Surpassing the classical limit of microwave photonic frequency fading effect by quantum microwave photonics

TL;DR

This paper demonstrates that quantum microwave photonics can surpass classical limits in microwave signal processing, offering immunity to dispersion effects and enabling advanced functionalities like phase shifting and filtering.

Contribution

It introduces quantum microwave photonics as a superior approach for microwave signal processing, demonstrating key functionalities and immunity to classical dispersion-induced fading.

Findings

Realization of RF phase shifting and transversal filtering using QMWP

Demonstration of immunity to dispersion-induced frequency fading

Provision of a native two-dimensional parallel microwave signal processor

Abstract

With energy-time entangled biphoton sources as the optical carrier and time-correlated single-photon detection for high-speed radio frequency (RF) signal recovery, the method of quantum microwave photonics (QMWP) has presented the unprecedented potential of nonlocal RF signal encoding and efficient RF signal distilling from the dispersion interference associated with ultrashort pulse carriers.

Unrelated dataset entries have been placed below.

PR #4913, opened 2024-09-02
Refactoring CreateAccountActivity to use coroutine

terofeev:
### What does this do?

- Refactored `CreateAccountActivity` to use Coroutines.
- Added `CreateAccountActivityViewModel` and moved the account creation logic into it.
- Updated test cases.

### Why is this needed?
Tech-debt, migration to use Coroutines instead of RxJava

**Phabricator:**


app/src/main/java/org/wikipedia/createaccount/CreateAccountActivity.kt
```diff
@@ -126,49 +126,53 @@ class CreateAccountActivity : BaseActivity() {
...
-                            captchaHandler.handleCaptcha(token, CaptchaResult(captchaId))
-                        } else {
-                            doCreateAccount(token)
-                        }
-                    }) { caught ->
-                        showError(caught)
-                        L.e(caught)
-                    })
+            lifecycleScope.launch {
+                try {
```
cooltey, line 130: Would it be possible to use `CoroutineExceptionHandler` instead of a `try catch`?

app/src/main/java/org/wikipedia/createaccount/CreateAccountActivity.kt
```diff
@@ -126,49 +126,53 @@ class CreateAccountActivity : BaseActivity() {
...
-                        createAccountEvent.logError(StringUtil.removeStyleTags(response.message))
-                        throw CreateAccountException(StringUtil.removeStyleTags(response.message))
-                    }
-                }) { caught ->
-                    L.e(caught.toString())
-                    createAccountEvent.logError(caught.toString())
-                    showProgressBar(false)
-                    showError(caught)
-                })
+        lifecycleScope.launch {
```
cooltey, line 155: Would it be possible to use `CoroutineExceptionHandler` instead of a `try catch`?

app/src/main/java/org/wikipedia/createaccount/CreateAccountActivity.kt
```diff
@@ -289,19 +292,23 @@ class CreateAccountActivity : BaseActivity() {
...
-                    .observeOn(AndroidSchedulers.mainThread())
-                    .subscribe({ response ->
-                        response.query?.getUserResponse(userName)?.let {
-                            binding.createAccountUsername.isErrorEnabled = false
-                            if (it.hasBlockError) {
-                                handleAccountCreationError(it.error)
-                            } else if (!it.canCreate) {
-                                binding.createAccountUsername.error = getString(R.string.create_account_name_unavailable, userName)
-                            }
+            lifecycleScope.launch {
```
cooltey, line 295: Would it be possible to use `CoroutineExceptionHandle`r instead of a `try catch`?

cooltey (changes requested):
Thanks for making this PR, some comments are inline and I would also suggest using `ViewModel` and putting some of the logic into a viewModel class.

terofeev:
Hello Cooltey!
Thank you for reviewing my PR. I have applied the review comments and added a ViewModel to the Activity.

app/src/main/java/org/wikipedia/createaccount/CreateAccountActivity.kt
terofeev: Applied in cde801e500c1b1ce72193e19273fc749cc299b62

app/src/main/java/org/wikipedia/createaccount/CreateAccountActivity.kt
terofeev: Applied in cde801e500c1b1ce72193e19273fc749cc299b62

app/src/main/java/org/wikipedia/createaccount/CreateAccountActivity.kt
terofeev: Applied in cde801e500c1b1ce72193e19273fc749cc299b62

app/src/main/java/org/wikipedia/createaccount/CreateAccountActivity.kt
```diff
@@ -289,19 +295,21 @@ class CreateAccountActivity : BaseActivity() {
...
+                }
+                response.query?.getUserResponse(userName)?.let {
+                    binding.createAccountUsername.isErrorEnabled = false
+                    if (it.hasBlockError) {
+                        handleAccountCreationError(it.error)
+                    } else if (!it.canCreate) {
+                        binding.createAccountUsername.error = getString(R.string.create_account_name_unavailable, userName)
+                    }
+                }
+            }
```
cooltey, line 312: Would it be possible to move this to the `ViewModel` class?

cooltey (changes requested):
Thank you for creating a `ViewModel` that contains the network calls. Just have one minor comment relate to it.

app/src/main/java/org/wikipedia/createaccount/CreateAccountActivity.kt
terofeev: Sure! I’ve moved the logic to the ViewModel and also removed the Runnable in the latest commit.

app/src/main/java/org/wikipedia/createaccount/CreateAccountActivity.kt
```diff
@@ -42,10 +42,10 @@ class CreateAccountActivity : BaseActivity() {
     private lateinit var binding: ActivityCreateAccountBinding
     private lateinit var captchaHandler: CaptchaHandler
     private lateinit var createAccountEvent: CreateAccountEvent
-    private val disposables = CompositeDisposable()
     private var wiki = WikipediaApp.instance.wikiSite
     private var userNameTextWatcher: TextWatcher? = null
-    private val userNameVerifyRunnable = UserNameVerifyRunnable()
+    private var verifyUserNameJob: Job? = null
```
cooltey, line 47: Can we move the `Job` to the ViewModel class and cancel the job before verifying the username?

terofeev: Yes, I've moved the job to the ViewModel, and now the `doOnTextChanged` method only calls `viewModel.verifyUserName(text)`

cooltey (approved):
Looks good to me now, thanks! Will let @dbrant do the review and merge too.

app/src/main/java/org/wikipedia/createaccount/CreateAccountActivityViewModel.kt
```diff
@@ -0,0 +1,111 @@
...
+
+    private var verifyUserNameJob: Job? = null
+
+    fun createAccountInfo() {
+        viewModelScope.launch(CoroutineExceptionHandler { _, throwable ->
+            _createAccountInfoState.value = AccountInfoState.Error(throwable)
+        }) {
+            val response = withContext(Dispatchers.IO) {
+                ServiceFactory.get(WikipediaApp.instance.wikiSite).getAuthManagerInfo()
+            }
```
cooltey, line 39: We can ignore the `withContext()` here. See #4970

app/src/main/java/org/wikipedia/createaccount/CreateAccountActivityViewModel.kt
```diff
@@ -0,0 +1,111 @@
...
+                _createAccountInfoState.value = AccountInfoState.DoCreateAccount(token)
+            }
+        }
+    }
+
+    fun doCreateAccount(token: String, captchaId: String, captchaWord: String, userName: String, password: String, repeat: String, email: String?) {
+        viewModelScope.launch(CoroutineExceptionHandler { _, throwable ->
+            _doCreateAccountState.value = CreateAccountState.Error(throwable)
+        }) {
+            val response = withContext(Dispatchers.IO) {
```
cooltey, line 56: We can ignore the `withContext()` here, see #4970

app/src/main/java/org/wikipedia/createaccount/CreateAccountActivityViewModel.kt
```diff
@@ -0,0 +1,111 @@
...
+        verifyUserNameJob = viewModelScope.launch(CoroutineExceptionHandler { _, throwable ->
+            L.e(throwable)
+        }) {
+            _verifyUserNameState.emit(UserNameState.Initial)
+            if (text.isNullOrEmpty()) {
+                return@launch
+            }
+            delay(1000)
+            val userName = text.toString()
+            val response = withContext(Dispatchers.IO) {
```
cooltey, line 79: We can ignore the `withContext()` here, see #4970

app/src/main/java/org/wikipedia/createaccount/CreateAccountActivityViewModel.kt
terofeev: Got it, applied the change in c5385617f794c183ac27993cc2ac008def662515

PR #4916, opened 2024-09-03
Use style instead of deprecated method for resizing dialog window.

dbrant:
Technically this still uses `adjustResize` for the window, but this doesn't seem to be deprecated, and is simpler, and applies to all dialogs automatically.

### DIFF
--- a/app/src/main/res/values/styles.xml
+++ b/app/src/main/res/values/styles.xml
@@ -537,6 +537,7 @@
         <item name="elevationOverlayEnabled">false</item>
         <item name="materialAlertDialogTitleTextStyle">@style/H2.DialogTitle</item>
         <item name="materialAlertDialogBodyTextStyle">@style/P.DialogBody</item>
+        <item name="android:windowSoftInputMode">adjustResize</item>
     </style>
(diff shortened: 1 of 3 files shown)


app/src/main/res/values/styles.xml
```diff
@@ -537,6 +537,7 @@
         <item name="elevationOverlayEnabled">false</item>
         <item name="materialAlertDialogTitleTextStyle">@style/H2.DialogTitle</item>
         <item name="materialAlertDialogBodyTextStyle">@style/P.DialogBody</item>
+        <item name="android:windowSoftInputMode">adjustResize</item>
```
cooltey, line 540: It looks like the "How can we improve the feature" in the Edit Patrol is not handled properly after applying it.

Would it be possible to define it in an individual style, for example: `AlertDialogTheme.Resize` or another better name so that we can use it only when we need it?

dbrant: Hmm ok then, let's create a child style, but also promise to revisit and consolidate these dialogs to use a single style in the future.

PR #4922, opened 2024-09-04
Preparations for removing recommendation-api service.

dbrant:
### What does this do?

This is a light refactor of some specific functions and classes to facilitate the deprecation of the `recommendation-api` service. No changes to existing behavior are expected.

### Why is this needed?

This will make it significantly easier to code-review the actual changes that will be made mostly in `EditingSuggestionsProvider`.

**Phabricator:**
https://phabricator.wikimedia.org/T373611


app/src/main/java/org/wikipedia/dataclient/wikidata/Entities.kt
```diff
@@ -23,10 +23,10 @@ class Entities : MwResponse() {
     @Serializable
     class Entity {
         val id: String = ""
-        val labels: Map<String, Label> = emptyMap()
-        val descriptions: Map<String, Label> = emptyMap()
-        val sitelinks: Map<String, SiteLink> = emptyMap()
-        val statements: JsonElement? = null
+        private val labels: JsonElement? = null
```
dbrant, line 26: Depending on the context, these fields that come from Wikidata (Wikibase) can actually manifest as old-style collections, where it's an empty array `[]` if there are no items, but a proper object `{...}` if it's nonempty. Therefore these need to be serialized dynamically when accessing. (or we could possibly create a custom deserializer in the future)

If we want to be 100% compatible, this is unfortunately necessary.

cooltey (changes requested):
Found an inconsistent behavior for this PR vs production:
1. Add English as the primary language, Chinese (Taiwan) as the second language, and the Test as the third language
2. Search Barack Obama in English and open it
3. In the article, you'll see "Add image caption (中文(台灣))"
4. Open the lead image, it should have "Add image caption (中文(台灣))"  instead of a regular one.
5. And in the "Add image caption" screen, it shows the "Image caption (Test)", which may be another inconsistent issue.

dbrant:
> Found an inconsistent behavior for this PR vs production:
> 5. And in the "Add image caption" screen, it shows the "Image caption (Test)", which may be another inconsistent issue.

hmm, I can't reproduce this behavior, and don't really see how it could be caused by the changes in this PR.

PR #959, opened 2016-01-28
Lookup table changes

rizar:
Includes two changes: 

- get_dim added
- WEIGHT role added for the parameter


dmitriy-serdyuk:
LGTM

PR #961, opened 2016-01-28
Better error message and test for duplicate names

rizar:


blocks/monitoring/evaluators.py
```diff
@@ -114,7 +114,12 @@ def __init__(self, variables, use_take_last=False):
 
         self.variable_names = [v.name for v in self.variables]
         if len(set(self.variable_names)) < len(self.variables):
-            raise ValueError("variables should have different names")
+            duplicates = []
+            for vname in set(self.variable_names):
+                if self.variable_names.count(vname) > 1:
+                    duplicates.append(vname)
+            raise ValueError("variables should have different names!"
```
dmitriy-serdyuk: Can you capitalize 'v'?

rizar: The message after a colon, so it makes sense to start it with a small letter.

dmitriy-serdyuk:
In this case, LGTM.

PR #963, opened 2016-01-28
Use default protocol for consistency with dump

rizar:
@dwf, actually, I think this is better than #962 that you have just merged.


dwf:
SGTM

dwf:
Why is scrutinizer erroring? Are you rebased on top of current master?

rizar:
But it does not, it show a green check mark, doesn't it?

In this letter, its capability in microwave signal processing and prospective superiority is further demonstrated. Both the QMWP RF phase shifting and transversal filtering functionality, which are the fundamental building blocks of microwave signal processing, are realized. Besides the perfect immunity to the dispersion-induced frequency fading effect associated with the broadband carrier in classical microwave photonics, a native two-dimensional parallel microwave signal processor is provided. These demonstrations fully prove the superiority of QMWP over classical MWP and open the door to new application fields of MWP involving encrypted processing.